Let $n\geq 3$ and $G=C_{n}=\{1,r,...,r^{n-1}\}$ be the cyclic group of $n$ elements where $r$ is the rotation of $360/n$ degrees. Here, let us consider a vector $x\in\mathbb{R}^{n}$ as consisting of components as indexed by the group: $x=(x_{g})_{g\in G}$. Then $G$ is acting on $\mathbb{R}^{n}$ by permutation: $h.x=h.(x_{g})_{g\in G}=(x_{gh^{-1}})_{g\in G}$. On the other hand, $G=C_{n}$ acts on $\mathbb{R}^{2}$ directly by $g.x=g(x)$ where $g=r^{s}$ is given as a rotation by $s\cdot 360/n$ degrees.
My question is: Can we construct a map $R:\mathbb{R}^{n}\to\mathbb{R}^{2}$ such that this map is $G$-equivariant w.r.t. that action:
$R(g.x)=g.R(x), \quad \forall g\in G, x\in \mathbb{R}^{n}$
For $C_{4}$, such a map is given by $R:\mathbb{R}^{4}\to\mathbb{R}^{2}, x=(x_{1},...x_{4})\mapsto (x_{1}-x_{3},x_{2}-x_{4})^{T}$.
I struggle to find a general form and simply do not know whether it exists at all.

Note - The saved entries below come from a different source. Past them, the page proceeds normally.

PR #51, opened 2019-07-15
Add pods/exec permission for sre admin.

wanghaoran1988:


jewzaam:
Need to run `make` and commit the updated template.

wanghaoran1988:
@jewzaam Updated.

PR #56, opened 2019-07-17
Script SRE can use to manage upgrades of clusters.

jewzaam:
See README for how to use.
Note you have to run the script multiple times, so it's a less than ideal.  But it's a start..

### DIFF
--- a/scripts/cluster-upgrade.sh
+++ b/scripts/cluster-upgrade.sh
@@ -109,7 +109,7 @@ spec:
     patchType: merge
 EOF
 
-    oc $CD_NAMESPACE create -f $SS_FILENAME || oc $CD_NAMESPACE replace -f $SS_FILENAME
+    oc -n $CD_NAMESPACE create -f $SS_FILENAME || oc -n $CD_NAMESPACE replace -f $SS_FILENAME
     rm -f $SS_FILENAME
     echo "Created SyncSet for '$CD_NAME' upgrade: $OCP_CURRENT_VERSION -> $OCP_VERSION_TO"
     done
--- a/scripts/cluster-upgrade.sh
+++ b/scripts/cluster-upgrade.sh
@@ -20,7 +20,7 @@ NOW_EPOCH=$(date +"%s")
 CHANNEL_NAME=$(echo "${OCP_VERSION_TO}" | sed 's/\([^.]*\.[^.]*\)\..*/stable-\1/g')
 GRAPH=$(curl -s -H "Accept: application/json" https://api.openshift.com/api/upgrades_info/v1/graph?channel="${CHANNEL_NAME}")
 GRAPH_INDEX_FROM=$(echo "${GRAPH}" | jq -r "[ .nodes[] | .version == \"$OCP_VERSION_FROM\" ] | index(true)")
-GRAPH_INDEX_TO=$(echo $GRAPH | jq -r "[ .nodes[] | .version == \"$OCP_VERSION_TO\" ] | index(true)")
+GRAPH_INDEX_TO=$(echo "${GRAPH}" | jq -r "[ .nodes[] | .version == \"$OCP_VERSION_TO\" ] | index(true)")
 
 GRAPH_EDGE=$(echo $GRAPH | jq -r ".edges[] | select(.[0] == $GRAPH_INDEX_FROM) | .[1] == $GRAPH_INDEX_TO" | grep true)
 
--- a/scripts/cluster-upgrade.sh
+++ b/scripts/cluster-upgrade.sh
@@ -1,4 +1,4 @@
- #!/bin/bash
+#!/bin/bash
 
 OCP_VERSION_FROM=$1
 OCP_VERSION_TO=$2
--- a/scripts/cluster-upgrade.sh
+++ b/scripts/cluster-upgrade.sh
@@ -94,7 +94,7 @@ do
         # always report status
         echo "done ($OCP_CURRENT_VERSION)"
 
-        if [ ! -z $OCP_VERSION_FROM ];
+        if [ -n $OCP_VERSION_FROM ];
         then
             # upgrade
 
--- a/scripts/cluster-upgrade.sh
+++ b/scripts/cluster-upgrade.sh
@@ -19,7 +19,7 @@ NOW_EPOCH=$(date +"%s")
 # Verify we can actually upgrade (is this in the graph)
 CHANNEL_NAME=$(echo "${OCP_VERSION_TO}" | sed 's/\([^.]*\.[^.]*\)\..*/stable-\1/g')
 GRAPH=$(curl -s -H "Accept: application/json" https://api.openshift.com/api/upgrades_info/v1/graph?channel="${CHANNEL_NAME}")
-GRAPH_INDEX_FROM=$(echo $GRAPH | jq -r "[ .nodes[] | .version == \"$OCP_VERSION_FROM\" ] | index(true)")
+GRAPH_INDEX_FROM=$(echo "${GRAPH}" | jq -r "[ .nodes[] | .version == \"$OCP_VERSION_FROM\" ] | index(true)")
 GRAPH_INDEX_TO=$(echo $GRAPH | jq -r "[ .nodes[] | .version == \"$OCP_VERSION_TO\" ] | index(true)")
 
 GRAPH_EDGE=$(echo $GRAPH | jq -r ".edges[] | select(.[0] == $GRAPH_INDEX_FROM) | .[1] == $GRAPH_INDEX_TO" | grep true)
--- a/scripts/cluster-upgrade.sh
+++ b/scripts/cluster-upgrade.sh
@@ -17,7 +17,7 @@ UPGRADE_DONE=""
 NOW_EPOCH=$(date +"%s")
 
 # Verify we can actually upgrade (is this in the graph)
-CHANNEL_NAME=$(echo $OCP_VERSION_TO | sed 's/\([^.]*\.[^.]*\)\..*/stable-\1/g')
+CHANNEL_NAME=$(echo "${OCP_VERSION_TO}" | sed 's/\([^.]*\.[^.]*\)\..*/stable-\1/g')
 GRAPH=$(curl -s -H "Accept: application/json" https://api.openshift.com/api/upgrades_info/v1/graph?channel=$CHANNEL_NAME)
 GRAPH_INDEX_FROM=$(echo $GRAPH | jq -r "[ .nodes[] | .version == \"$OCP_VERSION_FROM\" ] | index(true)")
 GRAPH_INDEX_TO=$(echo $GRAPH | jq -r "[ .nodes[] | .version == \"$OCP_VERSION_TO\" ] | index(true)")
--- a/scripts/cluster-upgrade.sh
+++ b/scripts/cluster-upgrade.sh
@@ -19,13 +19,20 @@ NOW_EPOCH=$(date +"%s")
 # Verify we can actually upgrade (is this in the graph)
 CHANNEL_NAME=$(echo $OCP_VERSION_TO | sed 's/\([^.]*\.[^.]*\)\..*/stable-\1/g')
 GRAPH_VERSION=$(curl -s -H "Accept: application/json" https://api.openshift.com/api/upgrades_info/v1/graph?channel=$CHANNEL_NAME | jq -r ".nodes[] | select(.version == \"$OCP_VERSION_TO\") | .version")
-
 if [ "$OCP_VERSION_TO" != "$GRAPH_VERSION" ];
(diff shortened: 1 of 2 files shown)


scripts/cluster-upgrade.sh
```diff
@@ -0,0 +1,136 @@
+ #!/bin/bash
+
+OCP_VERSION_FROM=$1
+OCP_VERSION_TO=$2
+
+if [ "$OCP_VERSION_TO" == "" ];
```
```suggestion
if [ -z $OCP_VERSION_TO ];
```
This is a bit more idiomatic Bash.

scripts/cluster-upgrade.sh
```diff
@@ -0,0 +1,136 @@
...
+
+# Verify we can actually upgrade (is this in the graph)
+CHANNEL_NAME=$(echo $OCP_VERSION_TO | sed 's/\([^.]*\.[^.]*\)\..*/stable-\1/g')
+GRAPH=$(curl -s -H "Accept: application/json" https://api.openshift.com/api/upgrades_info/v1/graph?channel=$CHANNEL_NAME)
+GRAPH_INDEX_FROM=$(echo $GRAPH | jq -r "[ .nodes[] | .version == \"$OCP_VERSION_FROM\" ] | index(true)")
+GRAPH_INDEX_TO=$(echo $GRAPH | jq -r "[ .nodes[] | .version == \"$OCP_VERSION_TO\" ] | index(true)")
+
+GRAPH_EDGE=$(echo $GRAPH | jq -r ".edges[] | select(.[0] == $GRAPH_INDEX_FROM) | .[1] == $GRAPH_INDEX_TO" | grep true)
+
+if [ "$GRAPH_INDEX_FROM" == "" ];
```
```suggestion
if [ -z $GRAPH_INDEX_FROM ];
```

scripts/cluster-upgrade.sh
```diff
@@ -0,0 +1,136 @@
...
+then
+    echo "Cannot upgrade from $OCP_VERSION_FROM, it is not available in upgrade graph."
+    exit 2
+fi
+if [ "$GRAPH_INDEX_TO" == "" ];
```
```suggestion
if [ -z $GRAPH_INDEX_TO ];
```

scripts/cluster-upgrade.sh
```diff
@@ -0,0 +1,136 @@
...
+        elif [ "$SS_CURRENT_VERSION" == "" ] && [ "$OCP_CURRENT_VERSION" != "$OCP_VERSION_TO" ];
+        then
+            # report can't upgrade if version is not upgradable and upgrade is not in progress
+            echo "done ($OCP_CURRENT_VERSION)"
+            UPGRADE_NOT_POSSIBLE="${UPGRADE_NOT_POSSIBLE}$CD_NAME ($OCP_CURRENT_VERSION)\n"
+            continue
+        else
+            # cluster is already upgraded?
+            echo "done ($OCP_CURRENT_VERSION)"
+            if [ "$SS_CURRENT_VERSION" != "" ];
```
```suggestion
            if [ -z $SS_CURRENT_VERSION ];
```

scripts/cluster-upgrade.sh
```diff
@@ -0,0 +1,136 @@
...
+            then
+                # delete the syncset, it's not needed anymore
+                oc -n $CD_NAMESPACE delete SyncSet $SS_NAME                
+                UPGRADE_DONE="${UPGRADE_DONE}$CD_NAME ($OCP_CURRENT_VERSION)\n"
+            fi
+            continue
+        fi
+
+        SS_FILENAME=$SS_NAME.syncset.yaml
+        rm -f $SS_FILENAME
```
cblecker: `rm -f` on not-fully-qualified filenames can be dangerous.. if this variable is set to something incorrect, you could damage your system.

jewzaam: Changed to put files in a temp dir then delete that dir at the end.  Could leave the temp dir alone if we don't want to delete at all, nothing sensitive about the files.

jewzaam:
@cblecker @lisa @mwoodson could I get another look post-changes?  thanks

scripts/cluster-upgrade.sh
```diff
@@ -0,0 +1,138 @@
...
+
+# Verify we have ClusterDeployment CRs to work with
+if [ `oc get crd clusterdeployments.hive.openshift.io --no-headers 2>/dev/null | wc -l` == "0" ];
+then
+    echo "ERROR: Current cluster does not have Hive installed.  Verify where you are logged in."
+    exit 1
+fi
+
+TMP_DIR=`mktemp -d`
+
```
```suggestion
if [[ $? -ne 0 ]];
then
    echo "ERROR: Couldn't create a temporary directory. Aborting.
    exit 1
fi
```

Add a protection for a failure to create a temporary directory. An alternative is to `set -e` and/or `set -o nounset` earlier in the program.

scripts/cluster-upgrade.sh
```diff
@@ -0,0 +1,161 @@
...
+fi
+
+UPGRADE_STARTED=""
+UPGRADE_PROGRESSING=""
+UPGRADE_NOT_POSSIBLE=""
+UPGRADE_DONE=""
+
+NOW_EPOCH=$(date +"%s")
+
+if [ ! -z $OCP_VERSION_FROM ];
```
```suggestion
if [ -n $OCP_VERSION_FROM ];
```
The opposite of `! -z` is `-n`, however, I don't think this code will ever be false because earlier you ensure that `$OCP_VERSION_FROM` is set. Thus, this will never be empty.

scripts/cluster-upgrade.sh
```diff
@@ -0,0 +1,161 @@
...
+
+TMP_DIR=`mktemp -d`
+OCP_PATCH="{\"spec\":{\"desiredUpdate\": {\"force\": false, \"image\": \"\", \"version\": \"$OCP_VERSION_TO\"}}}"
+if [[ $? -ne 0 ]];
+then
+    echo "ERROR: Couldn't create a temporary directory. Aborting.
+    exit 1
+fi
+# kick off the upgrades (or status check)
+for CD_NAMESPACE in `oc get clusterdeployment --all-namespaces | awk '{print $1}' | sort | uniq`;
```
lisa: Might want to look into using `-o jsonpath` instead of piping through awk/sort/uniq? (also, `sort -u` == `sort | uniq`)

scripts/cluster-upgrade.sh
```diff
@@ -0,0 +1,161 @@
...
+    for CD_NAME in `oc -n $CD_NAMESPACE get clusterdeployment -o json | jq -r '.items[] | select(.metadata.labels["api.openshift.com/managed"] == "true") | select(.status.installed == true) | select(.status.clusterVersionStatus.history[0].state == "Completed") | .metadata.name'`;
+    do  
+        echo -n "Checking $CD_NAME..."
+        # TODO figure out how to get the latest version, for now just getting the first one (ordered descending)
+        OCP_CURRENT_VERSION=`oc -n $CD_NAMESPACE get clusterdeployment $CD_NAME -o json | jq -r '.status.clusterVersionStatus.history[] | select(.state == "Completed") | .version' | head -n1`
+
+        SS_NAME=$CD_NAME-upgrade
+        SS_VERSION_FROM=`oc -n $CD_NAMESPACE get syncset $SS_NAME --show-labels --no-headers 2> /dev/null | sed 's|.*managed.openshift.io/from=\([^,]*\).*|\1|g'`
+        SS_VERSION_TO=`oc -n $CD_NAMESPACE get syncset $SS_NAME --show-labels --no-headers 2> /dev/null | sed 's|.*managed.openshift.io/to=\([^,]*\).*|\1|g'`
+        SS_CREATED_ON=$(date --date="$(oc -n $CD_NAMESPACE get syncset $SS_NAME --template '{{ .metadata.creationTimestamp }}' 2>/dev/null)" +"%s" 2>/dev/null)
```
lisa: Note that `date --date` is not portable. I don't know if it will come up, but in testing, if this is run on MacOS it could be an issue.

scripts/cluster-upgrade.sh
```diff
@@ -0,0 +1,161 @@
...
+        SS_AGE_MIN=$(($(($NOW_EPOCH-$SS_CREATED_ON))/60))
+
+        # always report status
+        echo "done ($OCP_CURRENT_VERSION)"
```
lisa: Question - what does "done" mean or imply here? That the check has been finished?

scripts/cluster-upgrade.sh
```diff
@@ -0,0 +1,161 @@
...
+
+        if [ ! -z $OCP_VERSION_FROM ];
```
```suggestion
        if [ -n $OCP_VERSION_FROM ];
```

Similar to before, `! -z` == `-n`, and this will always be true.

scripts/cluster-upgrade.sh
```diff
@@ -0,0 +1,161 @@
...
+                    UPGRADE_DONE="${UPGRADE_DONE}  $CD_NAME ($OCP_CURRENT_VERSION)\n"
+                fi
+            fi
+        fi
+    done
+done
+
+rm -rf $TMP_DIR
+
+if [ ! -z $OCP_VERSION_FROM ];
```
```suggestion
if [ -n $OCP_VERSION_FROM ];
```
As before, `! -z` == `-n`, and this will always be true.

scripts/cluster-upgrade.sh
jewzaam: There's a check now that will unset this var if the value starts with "status".

scripts/cluster-upgrade.sh
jewzaam: Yea, optimizations would be nice.  I use `uniq -c` sometimes so it's habit to do the `sort | uniq` instead of `sort -u`.  The formatting bits that oc gives are nice but don't come naturally to me.. tend to toss them at other things like awk, jq, yq..

scripts/cluster-upgrade.sh
jewzaam: You have to run this on the hive cluster to use it, so it's good enough in my view.  You could hit hive from MacOS if you tunnel through bastion I guess, but it's not the expected usage.

scripts/cluster-upgrade.sh
jewzaam: yup, a word I picked when hacking out the initial script and hasn't been changed since..

scripts/cluster-upgrade.sh
lisa: I totally get you here. I still struggle with `-o jsonpath`! I'm not aiming for minimal forking :) Just offering some suggestions that are "native" and ones from which we could all learn. This change is up to you to dive into, or not; I'll mark resolved.

scripts/cluster-upgrade.sh
lisa: Sounds good. In that case can I ask for a short comment at the top of the script saying that it's Linux only by design, to run on Hive cluster? I don't think we have to go through capabilities testing like we're autoconf. (I can make the suggested change for review)

scripts/cluster-upgrade.sh
```diff
@@ -0,0 +1,161 @@
+#!/bin/bash
+
```
```suggestion
# This script contains non-portable components and is intended to run on a Hive cluster.

```

scripts/cluster-upgrade.sh
```diff
@@ -0,0 +1,162 @@
...
+    # Verify we have ClusterDeployment CRs to work with
+    if [ `oc get crd clusterdeployments.hive.openshift.io --no-headers 2>/dev/null | wc -l` == "0" ];
+    then
+        echo "ERROR: Current cluster does not have Hive installed.  Verify where you are logged in."
+        exit 1
+    fi
+fi
+
+TMP_DIR=`mktemp -d`
+OCP_PATCH="{\"spec\":{\"desiredUpdate\": {\"force\": false, \"image\": \"\", \"version\": \"$OCP_VERSION_TO\"}}}"
```
lisa: You might want to move this `OCP_PATCH` up before the `TMP_DIR` assignment to remove any worry about the `$?` referring to this assignment and not `mktemp`.

jewzaam:
@lisa note if using -n $var need to use `[[ -n $var ]]`

lisa:
> @lisa note if using -n $var need to use `[[ -n $var ]]`

Is `[ -z $var ]` ok though?

jewzaam:
> > @lisa note if using -n $var need to use `[[ -n $var ]]`
> 
> Is `[ -z $var ]` ok though?

No, that might as well be `[ true ]` though I didn't dig into the why.. just needed a solution to make it work.   `[ ! -z $var ]` works too.

jewzaam:
> > > @lisa note if using -n $var need to use `[[ -n $var ]]`
> > 
> > 
> > Is `[ -z $var ]` ok though?
> 
> No, that might as well be `[ true ]` though I didn't dig into the why.. just needed a solution to make it work. `[ ! -z $var ]` works too.

Missed this is asking -z, not -n... I haven't checked.  Given there's a working solution I'm in favor of stopping.  Not really keen on learning all the nuances of these options in bash tbh.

Moreover, I asked myself what if we consider the same scenario as above where replace $C_{n}$ with $D_{2n}$, i.e. the dihedral group of $2n$ elements.
Partial answer, too long for a comment.
For the cyclic group, if we let $g$ be the generator, note that it is acting as a linear transformation on both $\mathbb{R}^n$ and $\mathbb{R}^2$. If we let $T$ denote the linear transformation determined by $g$ on $\mathbb{R}^n$ and $U$ the rotation in $\mathbb{R}^2$, you are looking for a linear transformation $R$ such that $RT = UR$. This will suffice, because the action of $g^k$ is given by $T^k$ and by $U^k$. For positive integers, we have inductively that $$RT^{k+1} = (RT)(T^k) = (UR)T^{k} = U(RT^k) = U(U^kR) = U^{k+1}R$$ so that we get $R(g^k\mathbf{v}) =g^kR(\mathbf{v})$ for all positive $k$; and since $g^{-1}$ acts like $g^{n-1}$, this proves the result will work for all integers $k$.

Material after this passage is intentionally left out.